The bus is outside and I meet him at the front door. “No work today?” he says before seeing that I am holding a goldfish. He trades me his backpack for it. He asks me what we will name him. I tell him we will call her the fish for a while or at least until we get comfortable with her and she becomes comfortable with us. He asks me how I know she is a woman. I tell him it’s complicated and that eventually this is something we’ll sit down and talk about.
We pour the fish into a glass bowl. He asks me if I fed it yet. I tell him I haven’t. I ask him if he’s ever fed a fish before. He tells me he has. The class fish at school. His name was Nolan. I ask him what Nolan ate. He tells me that Nolan ate sprinkles. He motions as though he is using a saltshaker. “All we have is pepper,” I say. “We’ll have to buy some food.”
We look at the goldfish for a long time before I say that she is looking tired and maybe we should leave her alone for a while.
He asks about dinner and then about his mother. I send him to his room.
I keep Amelia on a shelf in the living room. I lie on the sofa and watch her. She is swimming in circles and I wonder if she feels like she is getting somewhere. And if she is, what does that mean for me and the boy? I fall asleep thinking about the two of us stuck in the same place we’ve always been as Amelia swims away.
By morning I have a stiff neck from sleeping with my head against a sofa-arm. It wasn’t a good sleep because it takes me a few moments to really come to. To really know where I am.

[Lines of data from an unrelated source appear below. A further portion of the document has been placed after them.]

PR #29176, opened 2022-01-06
fix: Inconsistency in calculating outstanding amount

deepeshgarg007:
Screenshot 2022-01-07 at 11 55 21 AM

image

There was inconsistency in calculating the grand total and outstanding amount which led to multiple errors like an unwanted round off entry being passed even though rounding was disabled

The status of the invoice gets changed to partly paid even if there was no payment against the invoice.

The issue is replicable only in some specific scenarios one of which is as follows. To replicate follow these steps

Step 1: Make a new purchase invoice.
Step 2: Change the currency to USD (should be a multicurrency invoice) and keep the exchange rate as 3.75
Step 3: Add two items with a rate of 437.5, and don't apply any taxes.
Step 4: Disable rounded total and save the invoice.


deepeshgarg007:

PR #29179, opened 2022-01-06
fix: incorrect scrap item qty

rohitwaghchaure:
## **Issue**

The scrap qty in the Manufacture stock entry calculated incorrectly

Steps to replicate the issue

1. Create work order with qty 1000 and 2 operations
2. Enable "Skip Material Transfer to WIP Warehouse" in the work order and submit it.
2. On submission of the work order, system has created 2 job card with 1000 qty each against 2 operations
3. Modified "Qty To Manufacture" from 1000 to 800 in the first job and added two scrap items as per below image and then submitted

Screenshot 2022-01-07 at 12 39 51 AM

5. Open the second job card and Modified "Qty To Manufacture" from 1000 to 800 in the job card and added two scrap items as per below image and then submitted

Screenshot 2022-01-07 at 12 41 46 AM

6. After that Open the Work Order and clicked on finish button, system has open the popup to set the Qty for Manufacture
7. Set the Qty for Manufacture as 800 and clicked on Create button
Screenshot 2022-01-07 at 12 44 30 AM

8. System has opened the stock entry where the scrap items are showing the incorrect quantity 

Screenshot 2022-01-06 at 2 11 35 PM

First item should show qty as 40 and second as 25

## **After Fix**

System showing the correct qty for the scrap items
Screenshot 2022-01-06 at 2 38 04 PM

### DIFF
--- a/erpnext/manufacturing/doctype/work_order/test_work_order.py
+++ b/erpnext/manufacturing/doctype/work_order/test_work_order.py
@@ -2,7 +2,7 @@
 # License: GNU General Public License v3. See license.txt
 
 import frappe
-from frappe.utils import add_months, cint, flt, now, today
+from frappe.utils import add_days, add_months, cint, flt, now, today
 
 from erpnext.manufacturing.doctype.job_card.job_card import JobCardCancelError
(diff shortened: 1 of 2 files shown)


rohitwaghchaure:

PR #29182, opened 2022-01-07
fix: get project from PO into payment entry

### LINKED ISSUE #16662: Payment entry from Purchase Invoice does NOT catch Project from PO line
I want to check profitability on Project base and encounter one problem with payment entries created from a Purchase Invoice.

The item in my PO is linked to a certain project

### expected behavior 
when I use "Make Payment" from that PO, the Project which is connected to the item lines in the PO should be fetched in the payment entry automatically

### actual behavior
the connected Project is **not** fetched automatically in the PE and has to be selected manually

ruthra-kumar:
Fix for [Issue 16662]( https://github.com/frappe/erpnext/issues/16662)

Now, creating payments for Purchase orders will pull the project from the line items.

output

`no-docs`


erpnext/accounts/doctype/payment_entry/payment_entry.py
```diff
@@ -1522,6 +1523,8 @@ def get_payment_entry(dt, dn, party_amount=None, bank_account=None, bank_amount=
 	pe.paid_amount = paid_amount
 	pe.received_amount = received_amount
 	pe.letter_head = doc.get("letter_head")
+	if dt == 'Purchase Order':
```
deepeshgarg007: This will also be applicable for other transactions like "Sales Order", "Purchase Receipt", "Delivery Note", "Sales Invoice" and "Purchase Invoice". Can we make this more generic to handle for all doctypes?

ruthra-kumar: We can avoid 'Purchase Receipt' and 'Delivery Note', as there are no process available to create Payment Entry from them.

deepeshgarg007:

PR #29185, opened 2022-01-07
feat(UX): Option to exclude holidays while marking monthly attendance

ruchamahabal:
## Problem:

While marking monthly Attendance in bulk for an employee from the attendance list view, the Attendance checklist includes all the days of the month for which attendance is not marked. The user has to manually uncheck holidays while doing so which is cumbersome.

holidays

## Fix:

Add an option to **Exclude Holidays** while marking attendance in bulk.

exclude-holidays

Docs: https://docs.erpnext.com/docs/v13/user/manual/en/human-resources/attendance/edit?wiki_page_patch=8cd07a867b


ruchamahabal:

PR #29189, opened 2022-01-07
fix(asset): check if fixed asset account is set against company

nextchamp-saqib:
If you create an asset against a company and there are no accounts set in the asset category for that company, an error "Account not found" is thrown while making ledger entries on submission of asset.


erpnext/assets/doctype/asset/asset.py
```diff
@@ -608,7 +608,16 @@ def get_purchase_document(self):
...
+		fixed_asset_account = get_asset_category_account('fixed_asset_account', None, self.name, None, self.asset_category, self.company)
+		if not fixed_asset_account:
+			frappe.throw(
+				_("Set {0} in asset category {1} for company {2}").format(
+					frappe.bold("Fixed Asset Account"),
+					frappe.bold(self.asset_category),
+					frappe.bold(self.company),
+				),
+				title=_("Account not Found"),
+			)
```
nextchamp-saqib, line 620:
```suggestion
			)
		return fixed_asset_account
```

PR #29211, opened 2022-01-10
fix: Exclude unpublished items while fetching items from other item groups

marination:
**Issue:**
- Assume Item A belonging to Item Group **Products** and Item B belonging to Item Group**Accessories**
- Add **Accessories** to Website Item A's **Website Item Groups table**.
- In Item Group **Accessories** page, we expect to see Item B and also Item A (which actually belongs to **Products** but should be visible in **Accessories** as well)
- Now, **unpublish** Item A (untick the published button in the website item)
- Item A is still visible in the **Accessories** page (it should not be)

**Fix:**
- Add `published` as a filter while fetching Items from Website Item Groups table too


marination:
Exchange Rate tests are failing because exchangerate API service is down
Also feels trivial to write a test for this ( pls dont kill me this wont break again i swear)

PR #29216, opened 2022-01-10
fix: use `get_all` instead of `get_list` while fetching SLA doctypes

ruchamahabal:
`get_sla_doctypes` is called on the `app_ready` event to show the SLA dashboard on whichever doctypes it is configured for. Due to this, users who have nothing to do with SLA get insufficient permission pop-up

image

Use `get_all` instead of instead of `get_list` to ignore permissions


ruchamahabal:

PR #29219, opened 2022-01-10
fix: Behaviour of Item Variants Cache generation

marination:
**Issue:**
- Currently for certain attributes to be pulled in the **Item Configuration** popup, the Variant Item needs to be published or needs to be a Website Item.
- E.g. if colour **Red** must be there in the popup, at least one variant with colour 'Red' must be a Website Item.
- In some cases users don't want full page views/Website Items for variants. They only want it to be selectable in the Variant Selector.
- **Website Item and Variant popup should ideally have no direct dependence.**
- This resulted in users making Website Items for each variant (which is a bit useless since no full page views of variants are required)and increased db size

**Old Behaviour:**
-  Before the e-commerce refactor, **all variant attributes were pulled given that the variant was not disabled.**
- That means all variants will be able to be added to cart unless they are disabled

**Fix:**
- Revert to old behaviour. Showing select variants will be taken up later as a better designed feature
- Deleted unused functions that contributed to nothing and did unnecessary computation. All variant/attributes computation is done by `ItemVariantsCache`. So its not need in `get_context`

### **To Test:**
Item Variant popup in template item web page
**Case 1:**
- Make template e.g. tshirt (and publish) and variants large-red, large-green, medium-red, medium-green and small-red
- Disable variant small-red
- go to popup on template web page, size dropdown should only show **large** and **medium** , since item with small attribute is disabled and theres no other item with this attribute.

**Case 2:**
- Make template e.g. tshirt (and publish) and variants large-red, large-green, medium-red, medium-green and small-red
- select size "small". 
- Now open the color dropdown, only **red** should be a valid attribute value since only red is available in small size (small-red item)

ToDo:
- [x] Tests

### DIFF
--- a/erpnext/e_commerce/doctype/website_item/website_item.py
+++ b/erpnext/e_commerce/doctype/website_item/website_item.py
@@ -203,16 +203,15 @@ class WebsiteItem(WebsiteGenerator):
 		context.body_class = "product-page"
 
 		context.parents = get_parent_item_groups(self.item_group, from_item=True) # breadcumbs
-		self.attributes = frappe.get_all("Item Variant Attribute",
+		self.attributes = frappe.get_all(
+			"Item Variant Attribute",
 			fields=["attribute", "attribute_value"],
-			filters={"parent": self.item_code})
+			filters={"parent": self.item_code}
+		)
 
 		if self.slideshow:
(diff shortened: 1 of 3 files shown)


marination:
Unrelated test_job_card_scrap_item failing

Everything is the same as last night except the boy is asleep on the floor. He’s lying in front of the shelf that holds his mother. I have to step over him to check on her. She isn’t swimming. I think, Maybe it’s early, but it’s more than that. Amelia is floating belly-side up in the glass bowl.
I put my lips to the opening and say, “Amelia?”

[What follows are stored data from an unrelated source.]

PR #29222, opened 2022-01-10
fix(pos): cannot ignore pricing rule for one particular invoice

nextchamp-saqib:
1. Create a POS Invoice using Form View
2. Click on Ignore Pricing Rule
3. Add an Item that has some Pricing Rule
4. Save the document

You should see pricing rule has been applied and Ignore Pricing Rule is unchecked which shouldn't be the case. 

Expected Behaviour:
Ignore Pricing Rule check shouldn't be overwritten from POS Profile. It should be only fetched initially from POS Profile


nextchamp-saqib:

PR #31354, opened 2022-06-14
fix(minor): move variants to separate tab

rmehta:

> Screenshots/GIFs


erpnext/manufacturing/workspace/manufacturing/manufacturing.json
```diff
@@ -415,52 +415,38 @@
...
+   "link_to": "BOM",
    "type": "DocType"
   },
   {
-   "color": "Green",
-   "format": "{} Active",
-   "label": "BOM",
-   "link_to": "BOM",
-   "restrict_to_domain": "Manufacturing",
-   "stats_filter": "{\n    \"is_active\": 1\n}",
```
ankush, line 432: Why these filters are removed? 👀 They are used for showing that count on workspace. 
Screenshot 2022-06-15 at 12 21 40 PM


Rest LGTM, tested locally

ankush (approved):

PR #31356, opened 2022-06-14
refactor: use CURRENT_DATE instead of CURDATE()

c-p-b:
This syntax is supported by both postgres and mariadb


ankush (approved):

ankush:
unrelated patch failure 👀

Before long my son is awake and crying. I explain to him it isn’t unusual or unexpected. It just happens. I lower to one knee and kiss him on the cheek. I ask him if that makes him feel better.

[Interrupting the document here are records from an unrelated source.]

PR #31358, opened 2022-06-14
refactor: DB independent quoting and truthy/falsy values

c-p-b:
Minor, straightforward changes to db independent syntax for table quoting, spacing, and truthy/falsy coercion


erpnext/accounts/doctype/loyalty_program/test_loyalty_program.py
```diff
@@ -247,7 +247,7 @@ def create_sales_invoice_record(qty=1):
 			"due_date": today(),
 			"posting_date": today(),
 			"currency": "INR",
-			"taxes_and_charges": "",
+			"taxes_and_charges": '',
```
ankush: This shouldn't be affecting it, it's python string :p

ankush:
@cpdeethree can you once confirm the reason behind reformatting python strings to use single-quotes? 

We now autoformat code using black, so it will be turned back to double quotes by black unnless it's considered unsafe like `' "double quotes inside" '`. I don't think using single quote is a problem outside of SQL strings. 


reference: https://github.com/frappe/erpnext/wiki/Pull-Request-Checklist#linting

c-p-b:
As noted in our discussion, it looks like some of these changes happened when I originally went through and changed multiple double quoted values at once in the same file - even if it wasn't necessary. I will verify that there are no implications for postgres compatibility with the reformat you added (reverting back to the original)

c-p-b:
Verified that PG has no problem with the changes you updated with the black commit 👍

erpnext/accounts/doctype/subscription/subscription.py
```diff
@@ -148,8 +148,7 @@ def get_billing_cycle_and_interval(self):
 		billing_info = frappe.db.sql(
 			"select distinct `billing_interval`, `billing_interval_count` "
 			"from `tabSubscription Plan` "
-			"where name in %s",
-			(plan_names,),
+			"where name in {plan_names}".format(plan_names="('" + "','".join(plan_names) + "')"),
```
ankush: Is this a problem with postgres `IN` queries? if so we should handle it in framework and not here

ankush: created frappe issue: https://github.com/frappe/frappe/issues/17231

erpnext/assets/doctype/asset_maintenance/asset_maintenance.py
```diff
@@ -54,8 +54,10 @@ def assign_tasks(asset_maintenance_name, assign_to_member, maintenance_task, nex
 	}
 	if not frappe.db.sql(
 		"""select owner from `tabToDo`
-		where reference_type=%(doctype)s and reference_name=%(name)s and status="Open"
-		and owner=%(assign_to)s""",
+		where reference_type=%(doctype)s and reference_name=%(name)s and status='Open'
+		and owner={assign_to}""".format(
+			assign_to="('" + team_member + "')"
+		),
```
ankush: Not sure why this change is required?

ankush: NVM this looks like it's buggy code 😮‍💨

erpnext/manufacturing/doctype/bom/bom.py
```diff
@@ -1305,7 +1305,7 @@ def item_query(doctype, txt, searchfield, start, page_len, filters):
 		if not field in searchfields
 	]
 
-	query_filters = {"disabled": 0, "ifnull(end_of_life, '5050-50-50')": (">", today())}
+	query_filters = {"disabled": 0, "end_of_life": (">", today())}
```
ankush, line 1308: This isn't correct. if end of life is not specified than it's considered to have infinite end of life.

erpnext/stock/report/incorrect_balance_qty_after_transaction/incorrect_balance_qty_after_transaction.py
```diff
@@ -73,7 +73,7 @@ def get_stock_ledger_entries(report_filters):
 		"Stock Ledger Entry",
 		fields=fields,
 		filters=filters,
-		order_by="timestamp(posting_date, posting_time) asc, creation asc",
+		order_by="posting_date asc, posting_time asc, creation asc",
```
ankush, line 76: @cpdeethree I think this is fine 

however in the past, people have suggested relying on the timestamp function instead of sorting columns individually, do you know of any real differences between these two?

erpnext/stock/doctype/warehouse/warehouse.py
```diff
@@ -161,8 +161,8 @@ def get_children(doctype, parent=None, company=None, is_root=False):
 
 	fields = ["name as value", "is_group as expandable"]
 	filters = [
-		["docstatus", "<", "2"],
-		['ifnull(`parent_warehouse`, "")', "=", parent],
+		["ifnull(`docstatus`, 0)", "<", 2],
```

I lift the fishbowl and carry it to the bathroom. He follows and I wonder if this is something he should be witnessing, but I don’t stop him from standing in front of the toilet with me.
I ask him to say some last words. Instead, he waves goodbye.
I dump the goldfish into the toilet. The splash is big and the water moves from side to side. This moving makes the goldfish appear to be still alive and my heart jumps a little. The boy jumps too. He looks terrified. When the water stops moving, so does the fish. I pat the boy’s head and say, “It’s okay. The goldfish is dead.”
But it’s not okay, is what I’m thinking. Amelia has taken it too far and here I am hoping she isn’t finished. Hoping when I flush she comes back to life and swims up the plumbing and leaps into my body when I use the toilet next. I want her swimming circles inside my stomach. I want her swimming from one end of my intestines to the other and into whichever cavities or arteries she can fit. Which turns out can’t be many because when I do flush she doesn’t even fit through the pipes. The toilet is clogged and the bathroom is filling up with water. And in the water I see little bits of gold that must have washed off her body and all I’m thinking is they look like tiny blond heads and my son and I must look like giants to them which is unfair to us both because we are holding each other as though we are becoming very small and the water is going to lift and carry us away and all we can hope at this point is that we haven’t forgotten how to swim.